If we want to try to infer something about the common ancestor of all life, there are two approaches
that can give us hints. One is the presumption that characteristics shared by all or most descendents
are most likely the result of common descent, rather than convergence. Thus we can infer that most
of the basic protein synthesizing machinery, the use of DNA for information storage and RNA for
gene expression, the specifics of the genetic code, the use of ATP, NADH, and other cofactors in
their modern roles, the enzymes of central metabolism and of biosynthesis, and many other
common traits were already present in the most recent common ancestor.

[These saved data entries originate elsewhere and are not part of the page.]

PR #1175, opened 2020-02-27
Wallet DLC Negotiation Tests

benthecarman:
Built on top of #1169

### DIFF
--- a/testkit/src/main/scala/org/bitcoins/testkit/wallet/DLCWalletUtil.scala
+++ b/testkit/src/main/scala/org/bitcoins/testkit/wallet/DLCWalletUtil.scala
@@ -3,9 +3,12 @@ package org.bitcoins.testkit.wallet
 import org.bitcoins.core.crypto._
 import org.bitcoins.core.currency._
 import org.bitcoins.core.hd.{BIP32Path, HDAccount}
+import org.bitcoins.core.number.UInt32
+import org.bitcoins.core.protocol.script.EmptyScriptPubKey
 import org.bitcoins.core.protocol.transaction.{
-  EmptyOutputReference,
-  EmptyTransactionOutPoint
+  OutputReference,
+  TransactionOutPoint,
+  TransactionOutput
 }
 import org.bitcoins.core.protocol.{BitcoinAddress, BlockStampWithFuture}
 import org.bitcoins.core.psbt.InputPSBTRecord.PartialSignature
@@ -16,8 +19,7 @@ import org.bitcoins.dlc._
 import org.bitcoins.wallet.models.DLCDb
 import scodec.bits.ByteVector
 
-object DLCWalletTestUtil {
-
+object DLCWalletUtil {
   lazy val oraclePrivKey: ECPrivateKey = ECPrivateKey.freshPrivateKey
   lazy val nonce: SchnorrNonce = SchnorrNonce.freshNonce
   lazy val rValue: ECPublicKey = nonce.publicKey
@@ -49,6 +51,8 @@ object DLCWalletTestUtil {
 
   lazy val dummyKey: ECPublicKey = ECPublicKey.freshPublicKey
 
+  lazy val dummyKey2: ECPublicKey = ECPublicKey.freshPublicKey
+
   lazy val dummyPartialSig: PartialSignature =
     PartialSignature(dummyKey, DummyECDigitalSignature)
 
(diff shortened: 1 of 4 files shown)


wallet-test/src/test/scala/org/bitcoins/wallet/dlc/DLCNegotiationTest.scala
```diff
@@ -0,0 +1,101 @@
...
+import org.scalatest.FutureOutcome
+
+class DLCNegotiationTest extends BitcoinSWalletTest {
+  type FixtureParam = FundedWallet
+
+  override def withFixture(test: OneArgAsyncTest): FutureOutcome = {
+    withFundedSegwitWallet(test)
+  }
+
+  behavior of "DLCNegotiation"
```
nkohen: Should this not be `DLCWallet`? I'm not able to parse `"DLCNegotiation must create a dlc offer"`

wallet-test/src/test/scala/org/bitcoins/wallet/dlc/DLCNegotiationTest.scala
```diff
@@ -0,0 +1,101 @@
+package org.bitcoins.wallet.dlc
+
+import org.bitcoins.dlc.DLCMessage
+import org.bitcoins.testkit.wallet.FundWalletUtil.FundedWallet
+import org.bitcoins.testkit.wallet.{BitcoinSWalletTest, DLCWalletUtil}
+import org.scalatest.FutureOutcome
+
+class DLCNegotiationTest extends BitcoinSWalletTest {
```
nkohen: nit: `WalletDLCSetupTest` is probably a better descriptor

wallet-test/src/test/scala/org/bitcoins/wallet/dlc/DLCNegotiationTest.scala
```diff
@@ -0,0 +1,101 @@
...
+
+  behavior of "DLCNegotiation"
+
+  it must "create a dlc offer" in { funded: FundedWallet =>
+    val fundedWallet = funded.wallet
+
+    val offerData = DLCWalletUtil.sampleDLCOffer
+
+    for {
+      offer <- fundedWallet.createDLCOffer(
```
nkohen: might be worthwhile to create an overloaded version of `createDLCOffer` that takes in a `DLCOffer`

wallet-test/src/test/scala/org/bitcoins/wallet/dlc/DLCNegotiationTest.scala
```diff
@@ -0,0 +1,101 @@
...
+        offerData.totalCollateral,
+        Some(offerData.feeRate),
+        offerData.timeouts.contractMaturity.toUInt32,
+        offerData.timeouts.contractTimeout.toUInt32
+      ) // must initialize the dlc in the database
+
+      sign <- fundedWallet.signDLC(accept)
+    } yield {
+      assert(sign.eventId == accept.eventId)
+      assert(sign.fundingSigs.nonEmpty)
```
nkohen: can we validate these sigs or is there a catch?

wallet-test/src/test/scala/org/bitcoins/wallet/dlc/DLCNegotiationTest.scala
```diff
@@ -0,0 +1,101 @@
...
+  }
+
+  it must "add dlc sigs" in { funded: FundedWallet =>
+    val fundedWallet = funded.wallet
+
+    val offer = DLCWalletUtil.sampleDLCOffer
+    val sigs = DLCWalletUtil.sampleDLCSign
+
+    for {
+      _ <- fundedWallet.acceptDLCOffer(offer) // must initialize the dlc in the database
```
nkohen: We might want to consider making `initDLC` package private rather than fully private to avoid this hack? I guess I don't have strong feelings about it but it seems like the cleaner option

wallet-test/src/test/scala/org/bitcoins/wallet/dlc/DLCNegotiationTest.scala
benthecarman: We don't have the tx they are signing

wallet-test/src/test/scala/org/bitcoins/wallet/dlc/DLCNegotiationTest.scala
benthecarman: Doesn't really solve the problem because we need the funding inputs in the database or some of the offer data

nkohen (approved):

We can also, with much less certainty, reason that features of early branching lineages, and of
lineages that appear to have undergone much less evolutionary change than others, are likely to be
more similar to the common ancestor than more recently diverging and more rapidly changing
lineages. This reasoning suggests that the common ancestor was likely a thermophile or extreme
thermophile (reasonable on environmental grounds also, as the early earth was much hotter than
now). It was probably an anaerobe (also consistent with what we know of the early atmosphere),
and it probably used sulfur compounds as electron donor or acceptor. Of course, these conclusions
must be very tentative.
4.
Many proteobacteria cause human disease: the enteric bacteria, the vibrio group, the
pseudomonads, and the rickettsias. So do a number of gram positive bacteria, spirochetes, and
chlamydia. No archaea are known to cause human disease. (Note: a number of other groups contain
human pathogens; only those that are mentioned in this chapter are included here.)
6.
All bacteria contain murein in their cell envelope, with the following exceptions: the
planctomycetes (which have a protein envelope), the chlamydia (which have a peptidoglycan that
lacks muramic acid), and the mycoplasmas within the gram positive bacteria (which have no
envelope, but which have abundant glycolipids).